§ What is required: In the data below, find every line with the string "moved" and pull it out.

─── Input data

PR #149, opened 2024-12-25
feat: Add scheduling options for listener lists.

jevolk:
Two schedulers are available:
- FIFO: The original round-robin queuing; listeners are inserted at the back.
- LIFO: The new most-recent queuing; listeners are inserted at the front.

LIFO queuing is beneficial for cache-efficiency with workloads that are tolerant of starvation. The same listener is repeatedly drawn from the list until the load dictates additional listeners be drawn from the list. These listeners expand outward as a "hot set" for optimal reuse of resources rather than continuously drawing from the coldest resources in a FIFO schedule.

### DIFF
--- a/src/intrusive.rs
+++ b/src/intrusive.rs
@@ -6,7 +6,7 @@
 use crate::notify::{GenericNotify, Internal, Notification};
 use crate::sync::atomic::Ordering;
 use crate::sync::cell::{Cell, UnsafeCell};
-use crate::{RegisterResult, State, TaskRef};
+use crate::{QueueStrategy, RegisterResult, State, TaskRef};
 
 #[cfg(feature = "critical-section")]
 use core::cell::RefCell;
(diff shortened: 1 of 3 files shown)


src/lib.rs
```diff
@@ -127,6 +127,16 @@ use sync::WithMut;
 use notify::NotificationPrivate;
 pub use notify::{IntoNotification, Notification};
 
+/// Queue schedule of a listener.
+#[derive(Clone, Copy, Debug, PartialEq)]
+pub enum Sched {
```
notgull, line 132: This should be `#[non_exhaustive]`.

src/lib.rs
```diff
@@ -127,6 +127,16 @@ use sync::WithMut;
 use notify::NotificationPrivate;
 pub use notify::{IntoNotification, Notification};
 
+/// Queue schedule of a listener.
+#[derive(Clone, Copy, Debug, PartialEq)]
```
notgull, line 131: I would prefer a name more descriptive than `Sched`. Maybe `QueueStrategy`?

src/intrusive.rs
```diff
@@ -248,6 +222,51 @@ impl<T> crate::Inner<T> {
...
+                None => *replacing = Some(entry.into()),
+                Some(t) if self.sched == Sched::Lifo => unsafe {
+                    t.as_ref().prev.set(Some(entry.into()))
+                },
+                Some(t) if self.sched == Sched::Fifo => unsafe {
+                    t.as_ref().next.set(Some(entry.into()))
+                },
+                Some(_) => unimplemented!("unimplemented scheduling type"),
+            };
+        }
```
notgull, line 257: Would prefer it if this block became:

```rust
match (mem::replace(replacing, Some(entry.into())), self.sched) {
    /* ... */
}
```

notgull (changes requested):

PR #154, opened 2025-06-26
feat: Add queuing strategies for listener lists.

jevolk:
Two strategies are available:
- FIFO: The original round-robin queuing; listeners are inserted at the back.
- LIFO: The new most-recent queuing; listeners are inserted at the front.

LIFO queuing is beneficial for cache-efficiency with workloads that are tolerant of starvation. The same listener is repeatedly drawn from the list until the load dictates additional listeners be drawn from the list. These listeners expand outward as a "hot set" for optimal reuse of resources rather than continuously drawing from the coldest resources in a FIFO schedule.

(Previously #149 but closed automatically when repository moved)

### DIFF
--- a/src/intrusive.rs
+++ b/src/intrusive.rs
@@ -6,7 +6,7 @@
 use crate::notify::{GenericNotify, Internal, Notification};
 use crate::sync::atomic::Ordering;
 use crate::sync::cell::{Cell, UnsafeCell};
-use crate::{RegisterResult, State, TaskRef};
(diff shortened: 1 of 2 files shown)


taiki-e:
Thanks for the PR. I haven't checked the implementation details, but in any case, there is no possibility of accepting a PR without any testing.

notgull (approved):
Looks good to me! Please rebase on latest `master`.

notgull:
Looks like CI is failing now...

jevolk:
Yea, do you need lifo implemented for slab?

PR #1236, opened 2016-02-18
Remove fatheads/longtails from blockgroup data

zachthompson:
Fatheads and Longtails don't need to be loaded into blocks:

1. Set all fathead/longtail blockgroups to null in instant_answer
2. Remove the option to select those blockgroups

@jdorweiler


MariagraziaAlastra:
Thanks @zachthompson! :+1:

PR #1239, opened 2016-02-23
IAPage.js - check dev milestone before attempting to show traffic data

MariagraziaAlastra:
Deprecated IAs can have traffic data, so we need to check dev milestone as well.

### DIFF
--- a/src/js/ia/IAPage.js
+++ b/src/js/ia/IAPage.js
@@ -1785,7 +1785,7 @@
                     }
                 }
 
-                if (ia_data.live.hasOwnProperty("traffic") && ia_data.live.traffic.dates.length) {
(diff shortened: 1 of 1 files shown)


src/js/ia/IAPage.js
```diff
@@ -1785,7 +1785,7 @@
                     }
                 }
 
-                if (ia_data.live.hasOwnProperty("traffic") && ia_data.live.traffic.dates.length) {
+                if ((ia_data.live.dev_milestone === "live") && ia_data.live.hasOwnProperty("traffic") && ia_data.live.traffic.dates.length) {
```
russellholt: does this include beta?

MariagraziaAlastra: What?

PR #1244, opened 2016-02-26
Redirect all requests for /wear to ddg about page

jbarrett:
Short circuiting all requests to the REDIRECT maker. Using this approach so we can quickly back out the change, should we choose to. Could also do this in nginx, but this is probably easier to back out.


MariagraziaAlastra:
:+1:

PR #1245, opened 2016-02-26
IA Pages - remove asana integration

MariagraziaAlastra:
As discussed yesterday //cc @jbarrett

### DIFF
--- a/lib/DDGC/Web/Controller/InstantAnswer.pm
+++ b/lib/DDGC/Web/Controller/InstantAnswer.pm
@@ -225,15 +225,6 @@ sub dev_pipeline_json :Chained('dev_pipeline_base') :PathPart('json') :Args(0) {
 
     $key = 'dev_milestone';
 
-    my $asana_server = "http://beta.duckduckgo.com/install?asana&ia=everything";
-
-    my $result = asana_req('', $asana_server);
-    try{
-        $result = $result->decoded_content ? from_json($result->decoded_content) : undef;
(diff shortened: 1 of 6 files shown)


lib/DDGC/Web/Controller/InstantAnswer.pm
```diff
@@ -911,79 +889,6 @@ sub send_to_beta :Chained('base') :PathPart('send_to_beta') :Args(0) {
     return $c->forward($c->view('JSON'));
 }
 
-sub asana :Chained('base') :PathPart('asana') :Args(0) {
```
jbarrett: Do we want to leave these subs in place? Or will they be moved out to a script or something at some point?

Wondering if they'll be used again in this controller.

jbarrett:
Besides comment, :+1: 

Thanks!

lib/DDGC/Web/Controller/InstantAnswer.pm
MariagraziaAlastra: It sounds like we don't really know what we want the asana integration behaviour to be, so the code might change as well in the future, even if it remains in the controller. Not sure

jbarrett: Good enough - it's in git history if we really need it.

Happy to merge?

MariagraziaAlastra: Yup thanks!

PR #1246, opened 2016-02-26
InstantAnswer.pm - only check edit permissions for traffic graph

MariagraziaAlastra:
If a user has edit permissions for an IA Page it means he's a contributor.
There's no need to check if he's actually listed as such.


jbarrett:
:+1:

──────

§ Answer to the problem:
(Previously #149 but closed automatically when repository moved)
jbarrett: Do we want to leave these subs in place? Or will they be moved out to a script or something at some point?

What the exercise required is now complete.